Extracted records:

____

PR #961, opened 2021-04-28
disabled unused MAD nukes code

MattOttawa:
I'd be happy to just delete this code if nobody cares.


raxo2222:
Feel free to delete it - nobody will miss feature, that didn't exist for long time anyway.

Thunderbrd:
I spoke with the creator of this system a while back and the people that eliminated his work on this didn't realize they were doing it at the time they did.  It sounds like it would be a neat feature but I never did try to get it running.  I'd suggest someone try it out before just getting rid of it, though I don't know how specific it might be with certain things.  It was supposed to give some interesting detail during the nuclear high alert eras in the military advisor.

raxo2222:
So tag needs to be added to some civic, so it can be activated with civics.

Thunderbrd:
Yeah apparently but now its commented out and I'm not sure how exactly it works when it does - we removed the MAD civic as well and it would really only be appropriate when you're in a Mutually Assured Destruction strategic mode of some sort, which he keyed into that civic.

flabbert:
write down the ideas on how it was supposed to work, and then nuke it (pun intended), then the concept can be revisited if and when we have the tools in place to do it properly

Thunderbrd:
It functions fine - I have no idea what it was supposed to do just remember it sounded cool af.  It would be good if we just turn it on and test it and see what it does and then figure out how to best incorporate it at some point.  Until someone can spend some time looking into it, keeping it off seems appropriate.  I think most of the coding is purely python anyhow.

flabbert:
I have made a ticket in the "cool features to add again later" list, no reason to have this PR lying here ad infinitum, lets remove it for now, the amount of AI rework that we have in progress atm anyway means that it probably will be easier to readd it later, and make it work properly (if we still want it, clearly we didnt miss it that much)

PR #967, opened 2021-04-29
Added Game Option tab to BUG options screen

MattOttawa:


Toffer90:
This is cool, though this tab should perhaps be hidden if not in debug mode, as many of these options are not safe to change mid-game, as all other BUG options are.
At some point we may add a  gameoption boolean tag "bSafeToChangeMidGame", so that this BUG tab doesn't have to hide them all.
Anyhow, just a couple suggestions, not important really.

MattOttawa:
Done adding tag. I'll leave the xml up to Raxxo.

Toffer90:
Size matter is the only one I know for sure doesn't like being changed mid-game, but I'm sure there's others.

PR #1005, opened 2021-06-01
Timesort - maybe make it some sort of debug mode?

raxo2222:
It would be nice to have switch to see when stuff is unlocked directly in pedia:
Techs display tech location. 
Units also display such information - was already present, but I had to fix bug with no tech units.
Some infotypes like units, buildings, civics, promotions, builds, improvements, bonuses have xgrid appended to their names in pedia list.
Buildings are sorted by highest tech requirement.
Units are assumed to be sorted by highest tech requirement, bonuses are sorted by tech reveal.
Other sorted stuff have single tech requirement.


raxo2222:
No need to keep this open anymore, though ability to sort pedia entries by techs would be nice

PR #1007, opened 2021-06-04
switched vector to IDValueMap

MattOttawa:
also did:
// Toffer - ToDo - change to iterate the techs cached in the building vector rather than iterate through all techs to see if they are in the vector.
// TODO reform loop to iterate on the mappings


Toffer90:
Nice.

PR #1016, opened 2021-06-06
switched arrays that use global defines to vectors

MattOttawa:


Toffer90:
Haha, that was fast, nice. I had a feeling you probably had tinkered with this on your end already.

PR #1024, opened 2021-06-10
added delete for m_commander and added CvUnitComponents to vs files

MattOttawa:


Toffer90:
So, am I right in assuming that c++ garbage collector doesn't clean up allocated object instances when there no longer exist a pointer pointing to it?
That explicit delete is needed to avoid memory leak in this case?

MattOttawa:
Ya, only when new is used to create the obj. I think we can get rid of the new and make it m_commander = &UnitCompCommander();  but im only 99% sure, so i did this. Maybe I change.

MattOttawa:
Nevermind. this makes more sense.

PR #1026, opened 2021-06-12
switched a loop for unit build types to foreach_

MattOttawa:
Matt: this loop
// Toffer - ToDo
//	- Should limit loop to only UnitInfo builds and the extra builds for this unit.
//	- Both are vectors and are both referenced in the CvUnit::hasBuild() function.

Matt: switched this to a boost function, but it's probly not much faster.
// Toffer - This can't be faster than just doing an erase of the element with the build id; can it?

### DIFF
--- a/Sources/CvInfos.h
+++ b/Sources/CvInfos.h
@@ -2244,9 +2244,10 @@ public:
 
 	bool isPrereqOrCivics(int i) const;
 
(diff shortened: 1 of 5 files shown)


Toffer90:
Nice, love that you pick up on my comments about stuff I save for later as a todo.

Issue #53, opened 2022-04-18
[account address] Cleanup multiple to string & from string implementations


gregnazario:
I made the previous change to make 0x more prevalent in the account address outputs, but it's clear to me that there are too many ways to display the account addresses and it adds a lot of confusion.

I'm going to clean it up so that there are less implementations and that it's straightforward at that point.

gregnazario:
cc @areshand I'm working on this right now

gregnazario:
Seems to me there are currently 3 use cases:

for 0x00000000abcd

(to & from hex_literal and also display/debug) To & From Hex -> 0xabcd
(short_str_lossless) To short str as identifier -> abcd
(a currently non existent function) And for some time fuzzy matching back to address without 0x -> abcd

One I want to remove which is confusing is (to_hex, from_hex), which doesn't take a 0x, and has to be exactly the right length number of bytes

@tnowacki would you agree with me?  So, I can move forward on this?

Also, what's your opinion on lowercase vs uppercase, since `short_str_lossless` is lowercase and `display` is uppercase

tnowacki:
Thanks for looking at this! It has always annoyed me, which is partially why the source language's parsing/rendering is its own thing :P 

I think I agree with the setup you have described with to/from hex and short_str_lossless and maybe this "fuzzy" matching back. But it will be easier for me to know for sure when I see the code.

And I would love to do uppercase by default if we don't already! I think both @sblackshear  and myself tried to do that on separate occasions but got frustrated with the amount of breakages

PR #54, opened 2022-04-19
[account-address] Make display and hex outputs consistent

gregnazario:
## Motivation

Now, all default outputs should be `0xCAPS`.  Additionally, there is now a `from_hex_fuzzy()` which handles both `0x` and non-`0x` inputs for the time being.

This is built as follows:
1. `from_hex` -> Only hex characters, exact length
2. `from_hex_literal` -> Only 0x with hex characters, with length extension
3. `from_hex_fuzzy` -> Match either condition
4. `short_str_lossless` -> With 0x, but drop leading 0s
5. Drop the `to_hex` and `to_hex_literal` since we can now use `Display` or `Debug` using the proper formatter.  Additionally to remove any confusion around it.  All of are now consistent as upper case.

https://github.com/move-language/move/issues/53

### DIFF
--- a/language/tools/move-package/src/source_package/manifest_parser.rs
+++ b/language/tools/move-package/src/source_package/manifest_parser.rs
@@ -3,7 +3,7 @@
 
 use crate::{source_package::parsed_manifest as PM, Architecture};
 use anyhow::{bail, format_err, Context, Result};
-use move_core_types::account_address::{AccountAddress, AccountAddressParseError};
+use move_core_types::account_address::AccountAddress;
 use move_symbol_pool::symbol::Symbol;
 use std::{
     collections::{BTreeMap, BTreeSet},
@@ -213,10 +213,9 @@ pub fn parse_addresses(tval: TV) -> Result<PM::AddressDeclarations> {
                         } else if addresses
                             .insert(
                                 ident,
-                                Some(parse_address_literal(entry_str).context(format!(
-                                    "Invalid address '{}' encountered.",
-                                    entry_str
-                                ))?),
+                                Some(AccountAddress::from_hex_fuzzy(entry_str).context(
+                                    format!("Invalid address '{}' encountered.", entry_str)
+                                )?),
                             )
                             .is_some()
                         {
@@ -254,7 +253,7 @@ pub fn parse_dev_addresses(tval: TV) -> Result<PM::DevAddressDeclarations> {
                         } else if addresses
                             .insert(
                                 ident,
-                                parse_address_literal(entry_str).context(format!(
+                                AccountAddress::from_hex_fuzzy(entry_str).context(format!(
                                     "Invalid address '{}' encountered.",
                                     entry_str
                                 ))?,
@@ -279,14 +278,6 @@ pub fn parse_dev_addresses(tval: TV) -> Result<PM::DevAddressDeclarations> {
             x.type_str()
         ),
     }
-}
-
-// Safely parses address for both the 0x and non prefixed hex format.
-fn parse_address_literal(address_str: &str) -> Result<AccountAddress, AccountAddressParseError> {
-    if !address_str.starts_with("0x") {
-        return AccountAddress::from_hex(address_str);
-    }
-    AccountAddress::from_hex_literal(address_str)
 }
 
 fn parse_dependency(tval: TV) -> Result<PM::Dependency> {
--- a/language/evm/move-to-yul/src/generator.rs
+++ b/language/evm/move-to-yul/src/generator.rs
@@ -278,7 +278,7 @@ impl Generator {
                 emit!(ctx.writer, "let $arg{} := ", idx);
                 match arg {
                     MoveValue::Address(addr) => {
-                        emitln!(ctx.writer, "{}", addr.to_hex_literal());
+                        emitln!(ctx.writer, "{}", addr);
                     }
                     _ => unreachable!(
                         "only address literals are allowed as test arguments currently"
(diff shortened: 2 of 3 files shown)


gregnazario:
@tnowacki lmk how this looks

tnowacki:
Overall it looks fine to me! but I imagine there might be some changes if you have tests to fix (they are all red, not sure if related, looks like it might not be). Just ping me again when things are passing :)

gregnazario:
@tnowacki it looks like there is a compilation issue in addition to the tests failing, though the compilation issue doesn't look like it's due to me

language/move-ir-compiler/move-ir-to-bytecode/syntax/src/syntax.rs
```diff
@@ -187,7 +187,7 @@ fn parse_account_address(
             message: "expected Tok::AccountAddressValue".to_string(),
         });
     }
-    let addr = AccountAddress::from_hex_literal(tokens.content())
+    let addr = AccountAddress::from_hex_fuzzy(tokens.content())
```
tnowacki, line 190: This should always expect the `0x`

language/testing-infra/transactional-test-runner/src/tasks.rs
```diff
@@ -23,21 +23,9 @@ pub enum RawAddress {
...
-        )
-    })?;
-
-    Ok(AccountAddress::new(array))
-}
-
 impl RawAddress {
     pub fn parse(s: &str) -> Result<Self> {
-        if let Ok(addr) = parse_address_literal(s) {
+        if let Ok(addr) = AccountAddress::from_hex_fuzzy(s) {
```
tnowacki, line 28: This isn't the same behavior. WIthout the `0x` parses from a decimal value, and that should be the behavior for this, and all CLI tools, to match the source language

language/tools/move-cli/src/sandbox/commands/run.rs
```diff
@@ -66,7 +66,7 @@ move run` must be applied to a module inside `storage/`",
 
     let signer_addresses = signers
         .iter()
-        .map(|s| AccountAddress::from_hex_literal(s))
+        .map(|s| AccountAddress::from_hex_fuzzy(s))
```
tnowacki, line 69: maybe we should use the source language parsing here?

tnowacki: And I was surprised to not a see a change for other arg parsing. Have you looked at that?

language/tools/move-package/src/source_package/manifest_parser.rs
```diff
@@ -213,7 +213,10 @@ pub fn parse_addresses(tval: TV) -> Result<PM::AddressDeclarations> {
                         } else if addresses
                             .insert(
                                 ident,
-                                Some(parse_address_literal(entry_str).context("Invalid address")?),
+                                Some(
+                                    AccountAddress::from_hex_fuzzy(entry_str)
```
tnowacki, line 217: I think these should not be fuzzy. We should force 0x for package addresses

tnowacki: Didn't we add a test for that on the last PR?

gregnazario: The original one `parse_address_literal` was fuzzy, so I'm unsure there.  I can switch it back.

language/tools/move-cli/src/sandbox/commands/run.rs
gregnazario: I'm trying to scope down my stuff to AccountAddresses for now, we can come back and do other args later.

language/testing-infra/transactional-test-runner/src/tasks.rs
gregnazario: `parse_address_literal` was already doing fuzzy matching.  So, if that's the case I'm not making this any more wrong, but it was wrong in the first place

tnowacki: This the wrong sort of fuzzy parsing though. It should be following the source languages convention: `0x` is hex, otherwise decimal

tnowacki: But then again.... this is mostly for identifiers, so maybe we should just force the 0x

Should probably reserve the dec/hex parsing for args

language/tools/move-package/src/source_package/manifest_parser.rs
tnowacki: Let's make sure we add back the dropped in tests from #59, those should test this change here one way or another

mkurnikov:
Does this fix https://github.com/diem/move/issues/141 ?

tnowacki:
> Does this fix [diem/move#141](https://github.com/diem/move/issues/141) ?

It should at least make it easier to fix :P, unsure right now if it fixes it or not

tnowacki (changes requested):
Let's switch the calls in `manifest_parser` to `from_hex_literal`. Requesting changes to make sure we get those tests back from the revert. 

Thanks for all of this! It should have been done long ago

gregnazario:
> Let's switch the calls in `manifest_parser` to `from_hex_literal`. Requesting changes to make sure we get those tests back from the revert.
> 
> Thanks for all of this! It should have been done long ago

Sorry, been very distracted on other things, I'll probably come back on a pass through this in a week or two.

tnowacki:
@gregnazario, ping me when you want another review! (looks like you are still working through some changes)

PR #55, opened 2022-04-19
[repo] Remove workspace hack.

wrwg:
Workspace hack is a [build optimizer](https://docs.rs/cargo-hakari/latest/cargo_hakari/about/index.html) which avoids building different feature combinations for different build commands in one workspace. As the link shows, it has advantages for certain build scenarios.

However, it also has disadvantages when building crosscuts through our repo. For example, even if one doesn't ever need the EVM feature of move-cli, workspace-hack will trigger to build it anyway.

This PR removes workspace-hack. This should lead to faster build time if one does repeated builds of one particular crate (the usual dev scenario), and *may* result in slower builds if one often switches the cargo build target (more unusual dev scenario). For building the full workspace, no difference in timing is expected, as with one build command, cargo always builds the sum of all features. This has been verified on a Ryzen 5950x (16 core):

```
With WH:
real    1m16.463s
user    11m14.493s
sys     1m8.965s

Without WH:
real    1m12.165s
user    11m8.295s
sys     1m10.649s
```


damirka (approved):
LGTM!

wrwg:
Update: to make this work, I needed to remove some code from `devtools/x`. There was a hardwired dependency from the hakari package and config in x.toml which only works if there is in fact workspace-hack package. The code around this dep is now removed.

wrwg:
This is now ready to merge. If they are no further concerns I go ahead based on @damirka's approval.

PR #57, opened 2022-04-19
[evm] make evm features non-default

vgao1996:
This makes the EVM features non-default so that one doesn't have to install the ethereum toolchain if one doesn't need it. A few CI tests are added to ensure these features don'e get broken.

This also renames the `evm-arch` feature to `evm-backend`, just to make it consistent with what we use in other crates.


damirka (approved):
Thanks for doing it!

PR #59, opened 2022-04-20
Revert "[account-address] Input and output with a 0x for hex output (…

gregnazario:
…#7)"

This reverts commit ba7c06401ea94a2f712962e00dcf27aebc02cfc4.

This change causes issues with module publishing and transactions, as it doesn't properly convert all hex versions.  I'll fix it in this PR https://github.com/move-language/move/pull/54 but for now I need to revert it

@tnowacki

### DIFF
--- a/language/move-core/types/src/account_address.rs
+++ b/language/move-core/types/src/account_address.rs
@@ -68,7 +68,7 @@ impl AccountAddress {
 
         let hex_len = literal.len() - 2;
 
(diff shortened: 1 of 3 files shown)


gregnazario:
@tnowacki I'd like to push this through, as the previous PR needs more testing, and has caused other issues as a result.  I'll come back to fix all of them together

tnowacki (approved):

____

WORK ITEM => Check every line of the entries for the string "github". Give only the number of lines that hold it.

WRITTEN SOLUTION => 4